**Required action**
Extract, from the records beneath this instruction, each line that contains the word "mariadb".
══ Data in this exercise ══
PR #1052, opened 2017-03-20
*/py-*: update

pickfire:


main/py-cryptography/APKBUILD
```diff
@@ -3,7 +3,7 @@
 pkgname=py-cryptography
 _pkgname=${pkgname#py-}
 pkgver=1.7.2
```
misery: upgrade ???

by the way: https://github.com/alpinelinux/aports/pull/1001

jirutka:
The only updated pkg in this PR is main/py-requests-oauthlib, all others have just set pkgrel to 0.

pickfire:
@jirutka Did you set the pkgrel to 0? I thought abump automatically sets that?

jirutka:
I've just rebased it against master, to use more up-to-date mirror. You actually didn't bump pkgver, except one package...

pickfire:
What do I need to change now?

jirutka:
Actually bump packages... Please look at diff here in the PR to see what you've really committed.

main/py-cryptography/APKBUILD
pickfire: Ah, I didn't notice this.

pickfire:
Ah, looks like there's a lot packages that aren't upgraded.

PR #4417, opened 2018-06-01
main/transmission: enable build on new s390x builder

tmh1999:


main/transmission/APKBUILD
```diff
@@ -1,11 +1,11 @@
 # Maintainer: Carlo Landmeter <clandmeter@gmail.com>
 pkgname=transmission
 pkgver=2.94
-pkgrel=0
+pkgrel=1
```
clandmeter: You dont need to bump pkgrel if a package doesn't exist on a specific arch.
The commit msg is also misleading as its only for a specific arch and on master branch which is still edge (and soon to be 3.8).

tmh1999: I would like this to be applied to both v3.8 and edge builder, which are fetching master branch atm. Updated. Thanks.

PR #4421, opened 2018-06-01
testing/openmpi: upgrade to 3.1.0, fix s390x

tmh1999:
openmpi commit bc54c99e12cf33c5a6c70bf1c3952075b66a76ca allows check for
using s390x's builtin asm, previous versions need
--enable-builtin-atomics


tmh1999:
We can just stay with 3.0.0 and add --enable-builtin-atomics for s390x without upgrading.

PR #4427, opened 2018-06-03
community/gimp: upgrade to 2.10.2

refacto:
This PR depends on many others:

PR #4430, opened 2018-06-03
community/gegl: upgrade to 0.4.2

refacto:
Is required for GIMP 2.10.2.


nmeum:
```
-usr/lib/libgegl-0.2.so
+usr/lib/libgegl-0.4.so
```

This includes an soname bump. Please bump the pkgrel of all packages linked against the old version.

nmeum:
We discussed this a bit on IRC the goal is to merge this PR with #4427 thus no rebuild is necessary since gimp is the only package depend on `community/gegl`.

PR #4446, opened 2018-06-07
main/git: add less as dependency

am11:
When we install `git` in a new environment, `git diff` command does not
function well on some shells without `less`.
Granted this is an implicit dependency, but it affects user experience
as there is no error message that indicates what is missing.

### DIFF
--- a/main/git/APKBUILD
+++ b/main/git/APKBUILD
@@ -14,7 +14,7 @@ pkgdesc="Distributed version control system"
 url="https://www.git-scm.com"
 arch="all"
 license="GPL-2.0-or-later"
-depends=""
+depends="less"
 # we need tcl and tk to be built before git due to git-gui and gitk
 makedepends="zlib-dev libressl-dev curl-dev expat-dev perl-dev python2-dev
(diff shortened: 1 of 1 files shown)


refacto:
This would increase the size of git installations that will never see any direct user interaction tough.

am11:
This is what I see as `git diff` output in a new box when `less` is not installed:

image

This patch is being proposed for the future users. I personally don't have strong opinion and have found the reason and fix. Perhaps, if possible, it should show ASCII characters when less is not available?

ncopa:
nack. this would just increase size for no good reason for all the scripts using git. I do agree that this is annoying though.

Possible other solutions:
- make git use `--no-color` by default
- patch busybox less to support colors (see http://lists.busybox.net/pipermail/busybox/2014-January/080353.html)

am11:
I'd vote/hope for busybox option. It seems like -R is already checked into master https://github.com/mirror/busybox/blob/43b17b1/miscutils/less.c#L103-L110, but the latest release is missing past 9 months of commits https://github.com/mirror/busybox/commits/1_28_4/miscutils/less.c (although released 16 days ago) :(

PR #4447, opened 2018-06-07
main/alpine-baselayout: revert 'sysctl security changes'

tstearns:
Lack of agreement on proper values for these settings indicates
that we should be following the Linux kernel's defaults
rather than enforcing our own.

Multiple mistakes in the original implementation reinforce the
justification for this principle.

We can selectively add back any sysctl settings that have a clear
and compelling need to be overriden.


kaniini:
I would prefer to see `fs.protected_symlinks` and `fs.protected_hardlinks` remain.  the network settings are mostly harmless, but i could see how they may be problematic.

PR #4470, opened 2018-06-11
main/gnupg: security fix for CVE-2018-12020

prspkt:
Backport for gnupg-2.1.10 in 3.3-stable.


jirutka:
v3.3 is not supported anymore, see https://wiki.alpinelinux.org/wiki/Releases.

PR #4471, opened 2018-06-11
main/gnupg: security fix for CVE-2018-12020

prspkt:
Backport for gnupg-2.1.12 in 3.4-stable.


jirutka:
I've just renamed the patch file and applied as d159a02c3e2473f94a17f38922f25943b00469af. Thanks!

PR #4484, opened 2018-06-12
main/harfbuzz: build static lib

malbarbo:
This makes easy to use alpine to build a static version of https://github.com/tectonic-typesetting/tectonic (a latex engine).


malbarbo:
Done.

PR #4485, opened 2018-06-12
main/freetype: build static lib

malbarbo:
This makes easy to use alpine to build a static version of https://github.com/tectonic-typesetting/tectonic (a latex engine).

### DIFF
--- a/main/freetype/APKBUILD
+++ b/main/freetype/APKBUILD
@@ -2,7 +2,7 @@
 # Maintainer: Carlo Landmeter <clandmeter@gmail.com>
 pkgname=freetype
 pkgver=2.9.1
-pkgrel=0
+pkgrel=1
 pkgdesc="TrueType font rendering library"
 url="https://www.freetype.org/"
 arch="all"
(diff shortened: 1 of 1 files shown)


malbarbo:
Done.

tanertas:
May I ask that why we need an extra package for static libraries? Last time I checked that static files were moving to -dev package already.

ncopa:
We prefer dynamically linked packages and in most cases the dynamic libs are sufficient. By keeping the static libs in separate package we save space and bandwith in most cases. It also makes the intention clearer.

tanertas:
I think that the situation here is different. The corresponding package's default use is to provide a shared object for other dynamically linked binaries. But static libraries has no use except building a statically linked binary which makes them more suitable to keep in development (-dev) package.

In my opinion, default behavior is correct and this is the mainstream approach with all *.a files. A -static package makes only sense for an alternate version of same executable binary like regular apk-tools and static version of it: apk-tools-static. Otherwise we may put ourselves in confusion.

I see that there's also a mariadb-static package. Like regular (or tariditional) users myself would think that this is a statically linked version of regular mariadb package. But it is not. It is just a development package that stores regular *.a files.

To provide an extra package for static objects simply can't be a coherent approach of correctness.

* https://pkgs.alpinelinux.org/contents?branch=edge&name=apk-tools-static&arch=x86_64&repo=main
* https://pkgs.alpinelinux.org/contents?branch=edge&name=mariadb-static&arch=x86_64&repo=main

PR #4507, opened 2018-06-14
testing/wireguard: upgrade to 0.0.20180613

zx2c4:
```
  * wg-quick: android: change name of intent
  * wg-quick: android: delay setting users until end
  
  `ndc users add` eventually invokes SOCK_DESTROY on user sockets, causing
  them to reconnect. By delaying this until after routes are set, we
  ensure that the sockets reconnect using the tunnel, rather than the old
  route. This fixes push notifications on Android.
  
  * chacha20: add missing include to header
  
  Fixes a compile error on some kernels.
  
  * tools: encoding: add missing static array constraints
  
  Makes static analyzers happier.
  
  * tools: support getentropy(3)
  
  This lets us take advantage of both recent glibc calls as well as the long
  standing getentropy functions on the BSDs.
  
  * chacha20poly1305: use slow crypto on -rt kernels
  
  In rt kernels, spinlocks call schedule(), which means preemption can't
  be disabled. The FPU disables preemption. Hence, we can either
  restructure things to move the calls to kernel_fpu_begin/end to be
  really close to the actual crypto routines, or we can do the slower
  lazier solution of just not using the FPU at all on -rt kernels. This
  patch goes with the latter lazy solution. The reason why we don't
  place the calls to kernel_fpu_begin/end close to the crypto routines
  in the first place is that they're very expensive, as it usually
  involves a call to XSAVE. So on sane kernels, we benefit from only
  having to call it once.
```

### DIFF
--- a/testing/wireguard-tools/APKBUILD
+++ b/testing/wireguard-tools/APKBUILD
@@ -2,7 +2,7 @@
 # Maintainer: Stuart Cardall <developer@it-offshore.co.uk>
 
 pkgname=wireguard-tools
-pkgver=0.0.20180531
+pkgver=0.0.20180613
 pkgrel=0
 pkgdesc="Next generation secure network tunnel: userspace tools"
 arch='all'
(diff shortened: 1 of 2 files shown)


ncopa:
fixed with 37250a4f09d679dc3cdd243dafc16910ac03c3a2

PR #4521, opened 2018-06-15
main/libnotify: enable gobject-introspection

Decatf:
Python depends on this in order to use libnotify.

### DIFF
--- a/main/libnotify/APKBUILD
+++ b/main/libnotify/APKBUILD
@@ -1,7 +1,7 @@
 # Maintainer: Natanael Copa <ncopa@alpinelinux.org>
 pkgname=libnotify
 pkgver=0.7.7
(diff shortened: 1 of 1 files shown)


Decatf:
I don't see this flag in the libnotify makefiles. Is it a requirement of gobject-introspection or something?

It appears to me that including the `gobject-introspection-dev` dependency is enough. I looked at a few other aports which provide gobject introspection. Some use this flag and some don't.

Decatf:
[This](https://wiki.gnome.org/Projects/GObjectIntrospection/AutotoolsIntegration) says it's supposed to be added in the makefile of library that needs it but libnotify doesn't.

I've tested and it works either way. I've added the `--enable-introspection` flag so it's clear that we do have it enabled.

PR #6142, opened 2019-01-23
testing/py-filelock: new aport

dimon222:
tl;dr dependency for tests of #6090 
Currently pointing to github releases instead of Pypi releases because tests somehow not included in tarball on pypi (?)
https://github.com/benediktschmitt/py-filelock/issues/48

### DIFF
--- a/testing/py-filelock/APKBUILD
+++ b/testing/py-filelock/APKBUILD
@@ -1,0 +1,52 @@
+# Contributor: Dmitry Romanenko <dmitry@romanenko.in>
+# Maintainer: Dmitry Romanenko <dmitry@romanenko.in>
+pkgname=py-filelock
+_pkgname=filelock
+pkgver=3.0.10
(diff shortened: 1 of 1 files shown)


testing/py-filelock/APKBUILD
```diff
@@ -0,0 +1,53 @@
...
+	python2 -m pytest -xvv test.py
+	python3 -m pytest -xvv test.py
+}
+
+package() {
+	mkdir -p "$pkgdir"
+}
+
+_py2() {
+	replaces="$pkgname"
```
fabaff: Not needed as it's a new aport and there was never a `py-filelock` package.

dimon222: Tho, for longterm simple upgrades would it give some benefit?

andypost:
Commited e03e40f3

PR #6156, opened 2019-01-25
community/qt5-qtwebengine: Fix x86

GrantM11235:
I took the patch from https://codereview.qt-project.org/#/c/247777/
and I changed the file paths from chromium to src/3rdparty/chromium
to match the structure of the source tarball.

I can confirm that qt5-qtwebengine now compiles for x86.


GrantM11235:
The CI timed out, which makes sense since it took over two hours to compile on my desktop.

PR #6174, opened 2019-01-28
testing/redo: fix check failing due to missing /dev/tty

Ikke:
On the builders, the checks failed because they tried to open /dev/tty,
which does not exists.

Add a patch that continues when /dev/tty is missing.

Re-enable redo


clandmeter:
Did you report this upstream?

clandmeter:
PS, next time if something doesn't build and you fix it you do not have to bump pkgrel.

PR #6183, opened 2019-01-29
main/busybox: add program to get hw-provided clocksource on s390x

tuan-hoang1:
References:
qemu/include/qemu/timer.h
qemu/include/hw/s390x/tod.h

Thanks to David Hildenbrand.


tuan-hoang1:
@ncopa

PR #6209, opened 2019-01-31
main/linux-vanilla: Don't build VBOXGUEST module.

gena01:
* This fixes a conflict with the virtualbox guest additions package.
  See virtualbox-guest-modules package


clandmeter:
Should we not instead prefer the kernel module?

gena01:
I posted a thread on the devel mailing list about this. But to summarize here:
The kernel module is much much smaller than the full guest-modules built package. It's also missing a ton of symbols and API.

When you have virtualbox-guest-modules and virtualbox-guest-additions then "VBoxService" can't start and crashes on boot. It tries to load "vboxsf" kernel module that depends on "vboxguest". If the vboxguest is the one provided by the kernel then I get a ton of "missing symbol" errors as well and vboxsf can't be loaded.

rnalrd:
Looks like we want the bloated module. Any objection in merging this @clandmeter @ncopa?

PR #6212, opened 2019-02-01
community/composer: upgrade to 1.8.3

andypost:
Ref https://github.com/composer/composer/releases


andypost:
@skwashd it works fine in my CI

skwashd:
@andypost given their recent track record I now give composer 2 business days before trying out one of their releases.

PR #6221, opened 2019-02-03
main/linux-vanilla: Enable CONFIG_HW_RANDOM_VIRTIO for ppc64le

DDoSolitary:
This module has been enabled on all other architectures except ppc64le. It adds support for VirtIO's hardware RNG device, which is important when running on a virtual machine.


ncopa:
fixed with 7efbae67cd467b5a5f98b3b634fd1f82e9fdb7e7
═══
**Written solution**
I see that there's also a mariadb-static package. Like regular (or tariditional) users myself would think that this is a statically linked version of regular mariadb package. But it is not. It is just a development package that stores regular *.a files.
* https://pkgs.alpinelinux.org/contents?branch=edge&name=mariadb-static&arch=x86_64&repo=main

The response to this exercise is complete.